PR #29580, opened 2022-05-22
System.CommandLine beta 4

tdykstra:


docs/standard/commandline/model-binding.md
```diff
@@ -183,30 +191,30 @@ Besides the file system types and `Uri`, the following types are supported:
...
-`System.CommandLine` allows you to use some types in handlers by adding parameters for them to the handler signature. The available types include:
+`System.CommandLine` allows you to use some types in handlers by providing a `SetHandler` overload that gives you access to the <xref:System.CommandLine.Invocation.InvocationContext>. The available types include:
 
+* <xref:System.CommandLine.Invocation.InvocationContext>
 * <xref:System.Threading.CancellationToken>
 * <xref:System.CommandLine.IConsole>
-* <xref:System.CommandLine.Invocation.InvocationContext>
 * <xref:System.CommandLine.Parsing.ParseResult>
 
 Other types can be injected by using custom binders. For more information, see [Dependency injection](dependency-injection.md).
```
baronfel, line 201: I wouldn't call this injection anymore, since (IIRC correct me if I'm wrong here @jonsequitur), there's no DI of the System.CommandLine types anymore. If you want the cancellationToken, you need to get the InvocationContext and access the property on it. If you want an IConsole, you need to get the InvocationContext and access the property on it. And so on.

gewarren (approved):
LGTM

docs/standard/commandline/model-binding.md
jonsequitur: I didn't actually remove those yet but it's probably a good idea. `SetHandler` won't inject them anymore in any case.

docs/standard/commandline/dependency-injection.md
```diff
@@ -13,7 +13,7 @@ ms.topic: how-to
 
 [!INCLUDE [scl-preview](../../../includes/scl-preview.md)]
 
-Use a [custom binder](model-binding.md#model-binding-more-than-16-options-and-arguments) to inject custom types into a command handler.
+Use a [custom binder](model-binding.md#model-binding-more-than-8-options-and-arguments) to inject custom types into a command handler.
```
jonsequitur, line 16: I wonder if "model binding" is the correct term here, since we don't do any kind of binding of rich models. We really just bind parameters to the handler. 

@KathleenDollard @baronfel

jonsequitur (approved):

docs/standard/commandline/dependency-injection.md
KathleenDollard: I like parameter binding.

jonsequitur (approved):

= Exercise directions =
Go line by line through the listing and count every line that includes the word "some". Only the total is needed.

= Your solution =
2